Huang Jenq-Wen, Yang Chung-Yi, Wu Hon-Yen, Liu Kao-Lang, Su Chi-Ting, Wu Cho-Kai, Lee Jen-Kuang, Chiang Chih-Kang, Cheng Hui-Teng, Lien Yu-Chung, Hung Kuan-Yu
Cardiovasc Diabetol. 2013 Jun 8;12:86. doi: 10.1186/1475-2840-12-86.
In the general population, metabolic syndrome (MetS) is correlated with visceral fat and a risk factor for cardiovascular disease (CVD); however, little is known about the significance of abdominal fat and its association with inflammation and medication use in peritoneal dialysis (PD) patients. We investigated the relationship of visceral fat area (VFA) with C-reactive protein (CRP) levels and medication use in PD patients and followed their clinical outcomes.
In a prospective study from February 2009 to February 2012, we assessed diabetes mellitus (DM) status, clinical and PD-associated characteristics, medication use, CRP levels, components of MetS, and VFA in 183 PD patients. These patients were categorized into 3 groups based on MetS and DM status: non-MetS (group 1, n = 73), MetS (group 2, n = 65), and DM (group 3, n = 45). VFA was evaluated by computed tomography (CT) and corrected for body mass index (BMI).

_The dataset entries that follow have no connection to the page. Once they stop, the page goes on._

PR #4761, opened 2020-01-06
Add syntax highlighting to Yarn lockfiles

arcanis:
## Description

Yarn 1 uses a Yaml-like format which is [good enough](https://gist.github.com/arcanis/899cdb2ed30eeba45a0730d9af0f36bc) with the YAML highlighting, and Yarn 2 will switch to the good old regular YAML. Adding syntax highlighting to this file will help JS developers to review the changes, potentially preventing security issues.

## Checklist:

      - https://github.com/search?q=filename%3Ayarn.lock&type=Code
    - Sample source(s):
      - https://gist.github.com/arcanis/899cdb2ed30eeba45a0730d9af0f36bc
      - https://github.com/yarnpkg/berry/blob/master/yarn.lock (truncated sample included).


Alhadis:
FYI: you can use [Lightshow](https://github-lightshow.herokuapp.com/?utf8=%E2%9C%93&scope=source.yaml&grammar_format=auto&grammar_url=&grammar_text=&code_source=from-url&code_url=https%3A%2F%2Fgithub.com%2Fokkyj%2Fokkysample2%2Fblob%2F8e748634eb5df63582834e73ed7e1c68e90d071b%2Fnode_modules%2Fformidable%2Fyarn.lock&code=) to show how files would be rendered with syntax highlighting. 😉

Alhadis:
> Maybe we should add them to `generated.rb`?

#4459, #4445

pchaigno:
Ah, thanks @Alhadis!

arcanis:
Samples are here, sorry for the wait 🙂

arcanis:
Hm keeping both versions seems to make the tests unhappy - how should I fix it? Add a single version?

Also, should I add `yarn.lock` to `vendor.yml`?

Alhadis:
> Hm keeping both versions seems to make the tests unhappy - how should I fix it?

Move the contents of `samples/YAML/yarn/*` to just `samples/YAML/*`. The exact error is [here](https://github.com/github/linguist/pull/4761/checks?check_run_id=472193283#step:5:60):

	Errno::EISDIR: Is a directory @ io_fread - /home/runner/work/linguist/linguist/samples/YAML/yarn

> Also, should I add `yarn.lock` to `vendor.yml`?

That shouldn't be necessary as YAML is a data-type language, so it won't skew or show up in a repository's language stats.

arcanis:
> Move the contents of samples/YAML/yarn/* to just samples/YAML/*. The exact error is here:

The problem is that the detection for both yarn formats has the same filename, so I can't have both in the same directory.

Alhadis:
Then omit whichever one has the conflicting filename; only one is needed.

Which reminds me; this should be going in [`samples/YAML/filenames`](https://github.com/github/linguist/tree/master/samples/YAML/filenames) if it's an entry being added to the `filenames` array (instead of `extensions`).

Alhadis:
Ouch. I just saw the size of the file you're adding... a 26,114-line sample is *probably* a bit overkill. 😉

Could you add a much more minimal sample, please? Something around the ~1-5 KBs range will do. Otherwise, it's going to nuke our classifier.

arcanis:
@lildude the sample is in the OP, it's the lockfile from the Yarn project, licensed BSD 2-clause.

lildude:
> @lildude the sample is in the OP, it's the lockfile from the Yarn project, licensed BSD 2-clause.

That's not the same file. https://github.com/yarnpkg/berry/blob/master/yarn.lock is 14757 lines long. The sample you've included is only 30 lines long.

arcanis:
Yes, because

> Could you add a much more minimal sample, please? Something around the ~1-5 KBs range will do. Otherwise, it's going to nuke our classifier.

I trimmed the file to a more reasonable size. Check the start of the file, it's the same content.

lildude:
> I trimmed the file to a more reasonable size. Check the start of the file, it's the same content.

Ah, that explains it and isn't clear. I've updated the OP to reflect this and the license. Thanks.

PR #4762, opened 2020-01-06
Add leex extension to HTML+EEX

lpil:
The Elixir template language sometimes uses the extension `.leex`, when used with the LiveView library.

This is documented here https://hexdocs.pm/phoenix_live_view/Phoenix.LiveView.html#module-assigns-and-liveeex-templates

I've not added an example as it is the same file contents as the regular `.eex` version. Shall I add this?

## Checklist:

      - https://github.com/search?q=extension%3Aleex+div&type=Code
    - Sample source(s):
    - Sample license(s):

### DIFF
--- a/lib/linguist/languages.yml
+++ b/lib/linguist/languages.yml
@@ -1996,6 +1996,7 @@ HTML+EEX:
   - eex
   extensions:
   - ".eex"
+  - ".leex"
   ace_mode: text
   codemirror_mode: htmlmixed
   codemirror_mime_type: text/html


lib/linguist/languages.yml
```diff
@@ -1996,6 +1996,7 @@ HTML+EEX:
   - eex
   extensions:
   - ".eex"
+  - ".leex"
```
pchaigno: Looks like these files are all named `.html.leex`. Linguist supports such extensions, so we could use it instead of just `.leex`.

pchaigno:
For other reviewers: Usage looks okay. I downloaded 1139 `.html.leex` (which is likely all such files) and counted 486 repositories by 403 users.

lib/linguist/languages.yml
lpil: `.html.leex` is a convention in the Phoenix framework to denote that the template is used to render HTML but it could be something else. You'll find that `.html.eex` is also common, even though the canonical extension is `.eex`.

pchaigno: I understand, but we try to follow usage, not standards/conventions. For example, if convention dictates that C++ users should use `.cpp`, but a large portion use `.c`, we'll keep recognizing `.c` as a C++ extension.

In `.leex`'s case, I have trouble finding even a single `.leex` file that is not `.html.leex`. Since the same seems to be true for `.eex`, we should also change it to `.html.eex`.

lpil: `.html.leex` seems OK but removing `.eex` will remove highlighting from non-Phoenix EEx projects. EEx is part of the Elixir language itself, not part of the Phoenix framework.

lpil: Here's the official documentation for EEx, which specified `.eex`, not `.html.eex`. https://hexdocs.pm/eex/EEx.html#eval_file/3-examples

In my work we use EEx to render HTML, XML, markdown, and Javascript, so adding a `.html.eex` extension would be inaccurate. The template language is not related to HTML.

pchaigno: You're editing the HTML+EEx language here though. Do you have any examples of HTML+EEx files on GitHub that do not use `.html.eex`?

lpil: To expand a little bit, in Phoenix `index.html` is the name of the template file, and `.eex` is the extension.

lpil: I've now left the company I'm afraid so I don't have access to them, but projects that use EEx without using Phoenix are the likely candidates. Plug projects for example. I'm not sure how to find any using GitHub's search

lpil:
An unrelated question around the eex extension seems to have got mixed up in this PR for the leex extension, so I'm going to close this.

lib/linguist/languages.yml
lpil: Here's the official vim editor integration that shows the supported extensions: https://github.com/elixir-editors/vim-elixir/blob/057ac39b5982a2decf52d48cffc405ff6a666ca5/ftdetect/elixir.vim#L2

Patients in group 1 had smaller VFAs than patients in groups 2 and 3 (3.2 ± 1.8, 4.6 ± 1.9, and 4.9 ± 2.0 cm2/[kg/m2], respectively, P < 0.05) and lower CRP levels (0.97 ± 2.31, 1.27 ± 2.57, and 1.11 ± 1.35 mg/dL, respectively, P < 0.05). VFA increased with the number of criteria met for MetS. After adjusting for age, body weight, and sex, CRP and albumin levels functioned as independent positive predictors of VFA; on other hand, the use of renin-angiotensin system blockers was inversely correlated with VFA in PD patients without DM. In the survival analysis, DM patients (group 3) had the poorest survival among the 3 groups, but no significant differences were found between groups 1 and 2.
This study showed that VFA and MetS are associated with CRP levels but cannot predict survival in PD patients without DM. The complex relationship of nutritional parameters to VFA and MetS may explain these results. The type of antihypertensive medication used was also associated with the VFA. The mechanisms behind these findings warrant further investigation.
在一般人群中,代谢综合征(MetS)与内脏脂肪相关,是心血管疾病(CVD)的危险因素;然而,关于腹膜透析(PD)患者腹部脂肪的意义及其与炎症和药物使用的关系知之甚少。我们研究了PD患者内脏脂肪面积(VFA)与C反应蛋白(CRP)水平及药物使用之间的关系,并跟踪了他们的临床结局。
在2009年2月至2012年2月的一项前瞻性研究中,我们评估了183例PD患者的糖尿病(DM)状态、临床及与PD相关的特征、药物使用情况、CRP水平、MetS的组成成分以及VFA。这些患者根据MetS和DM状态分为3组:非MetS组(第1组,n = 73)、MetS组(第2组,n = 65)和DM组(第3组,n = 45)。通过计算机断层扫描(CT)评估VFA,并根据体重指数(BMI)进行校正。
第1组患者的VFA小于第2组和第3组患者(分别为3.2±1.8、4.6±1.9和4.9±2.0 cm2/[kg/m2],P < 0.05),且CRP水平较低(分别为0.97±2.31、1.27±2.57和1.11±1.35 mg/dL,P < 0.05)。VFA随着满足MetS标准的数量增加而增大。在调整年龄、体重和性别后,CRP和白蛋白水平是VFA的独立阳性预测因子;另一方面,在无DM的PD患者中,肾素 - 血管紧张素系统阻滞剂的使用与VFA呈负相关。在生存分析中,DM患者(第3组)在3组中生存情况最差,但第1组和第2组之间未发现显著差异。
本研究表明,VFA和MetS与CRP水平相关,但不能预测无DM的PD患者的生存情况。营养参数与VFA和MetS之间的复杂关系可能解释了这些结果。所用降压药物的类型也与VFA相关。这些发现背后的机制值得进一步研究。